The function qbeta(p,shape1,shape2) gives $100*p^{th}$ quantile of Beta Type I distribution for given value of p, shape1 and shape2.

The $p^{th}$ quantile is the smallest value of Beta Type I random variable $X$ such that $P(X\leq x) \geq p$.

It is the inverse of pbeta() function. That is, inverse cumulative probability distribution function for Beta Type I distribution.

### Example 7: How to use qbeta() function in R?

In part (g), we need to find the value of $c$ such a that $P(X\leq c) \geq 0.85$. That is we need to find the $85^{th}$ quantile of given Beta Type I distribution.

alpha <- 6
beta <- 4
prob <- 0.85
# compute the quantile for Beta Type I  dist
qbeta(0.85,alpha, beta)
[1] 0.7586159

The $85^{th}$ percentile of given Beta Type I distribution is 0.7586159.

### Visualize the quantiles of Beta Distribution

The quantiles of Beta distribution with given p, shape1 and shape2 can be visualized using plot() function as follows:

p <- seq(0,1,by=0.02)
qx <- qbeta(p,alpha,beta)
# Plot the quantiles of Beta Type I  dist
plot(p,qx,type="l",lwd=2,col="darkred",
ylab="quantiles",
main="Quantiles of Beta(alpha= 6,beta = 4)")

## Simulating Beta Type I random variable using rbeta() function in R

The general R function to generate random numbers from Beta Type I distribution is

rbeta(n,shape1,shape2)

where,

• n : the sample observations,
• shape1 : first parameter of beta distribution,
• shape2 : second parameter of beta distribution.

The function rbeta(n,shape1,shape2) generates n random numbers from Beta Type I distribution with given shape1 and shape2.

### Example 8: How to use rbeta() function in R?

In part (h), we need to generate 1000 random numbers from Beta Type I distribution with given $shape1 = 6$ and $shape2=4$.

(h) We can use rbeta(1000,alpha,beta) function to generate random numbers from Beta Type I distribution.

## initialize sample size to generate
n <- 1000
# Simulate 1000 values From Beta Type I  dist
x_sim <- rbeta(n,alpha,beta)

The below graphs shows the density of the simulated random variables from Beta Type I Distribution.

## Plot the simulated data
plot(density(x_sim),xlab="Simulated x",ylab="density",
lwd=5,col="darkred",
main="Simulated data from Beta(6,4) dist")

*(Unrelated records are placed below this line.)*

Issue #911, opened 2019-04-22
Improve Screen Reader support for Inner Toolbar shared buttons.


etoledom:
All blocks have the move Up/Down and the delete buttons.
These are not accessible.

They should read the state (if it's disabled), name, type.

PR #927, opened 2019-04-24
Improve Screen Reader support for Inner Toolbar

pinarol:
Fixes https://github.com/wordpress-mobile/gutenberg-mobile/issues/911

**To test (iOS):**

Activate VoiceOver: https://github.com/wordpress-mobile/WordPress-iOS/wiki/Using-VoiceOver

**To test (Android):**

Activate TalkBack: https://www.wikihow.com/Enable-TalkBack-on-Your-Android
In my case, the system had a handy tutorial on how to use it.
If your version doesn't have it, it's actually very similar to VoiceOver.

**Test Steps**

- [ ] Check in both platforms that you hear titles and hints for Move up, Move down, Trash buttons
- [ ] Check in both platforms that you hear disabled(a.k.a. dimmed in iOS) status on Move up, Move down buttons

### DIFF
--- a/src/block-management/inline-toolbar/index.js
+++ b/src/block-management/inline-toolbar/index.js
@@ -56,17 +56,19 @@ export default class InlineToolbar extends React.Component<PropsType> {
 			<View style={ styles.toolbar } >
 				<ToolbarButton
 					accessibilityLabel={ __( 'Move up' ) }
-					label={ __( 'Move up' ) }
+					title={ __( 'Move up' ) }
 					isDisabled={ ! this.props.canMoveUp }
 					onClick={ this.onUpPressed }
 					icon="arrow-up-alt"
+					extraProps={ { hint: __( 'Double tap to move up the block' ) } }
 				/>
 
 				<ToolbarButton
-					label={ __( 'Move down' ) }
+					title={ __( 'Move down' ) }
 					isDisabled={ ! this.props.canMoveDown }
 					onClick={ this.onDownPressed }
 					icon="arrow-down-alt"
+					extraProps={ { hint: __( 'Double tap to move down the block' ) } }
 				/>
 
 				<View style={ styles.spacer } />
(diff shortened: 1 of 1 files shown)


src/block-management/inline-toolbar/index.js
```diff
@@ -56,27 +56,30 @@ export default class InlineToolbar extends React.Component<PropsType> {
 			<View style={ styles.toolbar } >
 				<ToolbarButton
 					accessibilityLabel={ __( 'Move up' ) }
-					label={ __( 'Move up' ) }
+					title={ __( 'Move up' ) }
 					isDisabled={ ! this.props.canMoveUp }
 					onClick={ this.onUpPressed }
 					icon="arrow-up-alt"
+					extraProps={ { hint: __( 'Double tap to move up the block' ) } }
```
etoledom: > 'Double tap to move up the block'

I think that "Double tap to move **the block up**" would be more correct, but I'm not sure if the original is wrong or just another valid way to say it.

We could check with some native English speaker :)

pinarol: maybe @mattmiklic can help us on this :)

mkevins: The phrase "Double tap to move up the block" is technically correct, but may be ambiguous, because, in that case, it is not clear whether "the block" is the direct object, or the object of the preposition (i.e. the thing being moved, or where we are moving to, respectively).

With the phrase "Double tap to move the block up", it is more clear that "the block" is the thing that we will move.

pinarol: Cool, thanks for the explanation @mkevins ! 🎉 Will push an update

pinarol:
Fixed the hints @etoledom merging now :shipit:

src/block-management/inline-toolbar/index.js
JavonDavis: FWIW. In the PR @etoledom mentioned I included a row number in the hint. I'm thinking this will have a positive impact on clearing up any ambiguity(?).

If you use same function again, R will generate another set of random numbers from $\beta_1(6,4)$.

# Simulate 1000 values From Beta Type I  dist
x_sim_2 <- rbeta(n,alpha,beta)
## Plot the simulated data
plot(density(x_sim_2),xlab="Simulated x",ylab="density",
lwd=5,col="blue",
main="Simulated data from Beta(6,4) dist")

For the simulation purpose to reproduce same set of random numbers, one can use set.seed() function.

# set seed for reproducibility
set.seed(1457)
# Simulate 1000 values From Beta Type I  dist
x_sim_3 <- rbeta(n,alpha,beta)
## Plot the simulated data
plot(density(x_sim_3),xlab="Simulated x",ylab="density",
lwd=5,col="darkred",
main="Simulated data from Beta(6,4) dist")
set.seed(1457)
# Simulate 1000 values From Beta Type I  dist
x_sim_4 <- rbeta(n,alpha,beta)
## Plot the simulated data
plot(density(x_sim_4),xlab="Simulated x",ylab="density",
lwd=5,col="darkred",
main="Simulated data from Beta(6,4) dist")

Since we have used set.seed(1457) function, R will generate the same set of Beta Type I distributed random numbers.

To learn more about other discrete and continuous probability distributions using R, go through the following tutorials:

Discrete Distributions Using R

Continuous Distributions Using R

## Endnote

In this tutorial, you learned about how to compute the probabilities, cumulative probabilities and quantiles of Beta Type I distribution in R programming. You also learned about how to simulate a Beta Type I distribution using R programming.